Present the following entries again, word for word and in full.

-*-*-

PR #211, opened 2016-10-29
Standardize on string for className props.

### LINKED ISSUE #209: className propTypes are a mix of 'any' and 'node'.
While working on some TypeScript type definitions, I noticed the propTypes for className throughout the project are a mix of PropTypes.any and PropTypes.node.

Is there a reason to diverge from React's default `string` type for this? If not, I can change them to be consistent throughout the project - it'll definitely simplify the typing work.

- version `3.7.0`
- components: all

threehams:
Fixes #209.

This is possibly a minor breaking change (dev only). Although React doesn't support className props other than strings, it's possible to extend render methods to accept other types (Radium does this), although I think it's then that library's responsibility to change the propTypes validation.

### DIFF
--- a/docs/lib/Components/AlertsPage.js
+++ b/docs/lib/Components/AlertsPage.js
@@ -30,7 +30,7 @@ export default class AlertsPage extends React.Component {
         <pre>
           <PrismCode className="language-jsx">
 {`Alert.propTypes = {
-  className: PropTypes.any,
+  className: PropTypes.string,
   color: PropTypes.string, // default: 'success'
   isOpen: PropTypes.bool,  // default: true
   toggle: PropTypes.func,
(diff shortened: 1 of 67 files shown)


.gitignore
```diff
@@ -3,3 +3,4 @@ node_modules
 /dist
 /build
 /lib
+.vscode
```
eddywashere: Could you remove this? I think local `.gitignores` are a nice way to highlight untracked folders that are generated by scripts in the repo and .vscode seems like a platform specific thing.

eddywashere:
Good call out that this is a dev build breaking change. I think warnings in dev shouldn't warrant a bump in major version. Thanks for the updates!

.gitignore
threehams: 👍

-*-*-

» **Written solution**:
PR #211, opened 2016-10-29
Standardize on string for className props.

### LINKED ISSUE #209: className propTypes are a mix of 'any' and 'node'.
While working on some TypeScript type definitions, I noticed the propTypes for className throughout the project are a mix of PropTypes.any and PropTypes.node.

Is there a reason to diverge from React's default `string` type for this? If not, I can change them to be consistent throughout the project - it'll definitely simplify the typing work.

- version `3.7.0`
- components: all

threehams:
Fixes #209.

This is possibly a minor breaking change (dev only). Although React doesn't support className props other than strings, it's possible to extend render methods to accept other types (Radium does this), although I think it's then that library's responsibility to change the propTypes validation.

### DIFF
--- a/docs/lib/Components/AlertsPage.js
+++ b/docs/lib/Components/AlertsPage.js
@@ -30,7 +30,7 @@ export default class AlertsPage extends React.Component {
         <pre>
           <PrismCode className="language-jsx">
 {`Alert.propTypes = {
-  className: PropTypes.any,
+  className: PropTypes.string,
   color: PropTypes.string, // default: 'success'
   isOpen: PropTypes.bool,  // default: true
   toggle: PropTypes.func,
(diff shortened: 1 of 67 files shown)


.gitignore
```diff
@@ -3,3 +3,4 @@ node_modules
 /dist
 /build
 /lib
+.vscode
```
eddywashere: Could you remove this? I think local `.gitignores` are a nice way to highlight untracked folders that are generated by scripts in the repo and .vscode seems like a platform specific thing.

eddywashere:
Good call out that this is a dev build breaking change. I think warnings in dev shouldn't warrant a bump in major version. Thanks for the updates!

.gitignore
threehams: 👍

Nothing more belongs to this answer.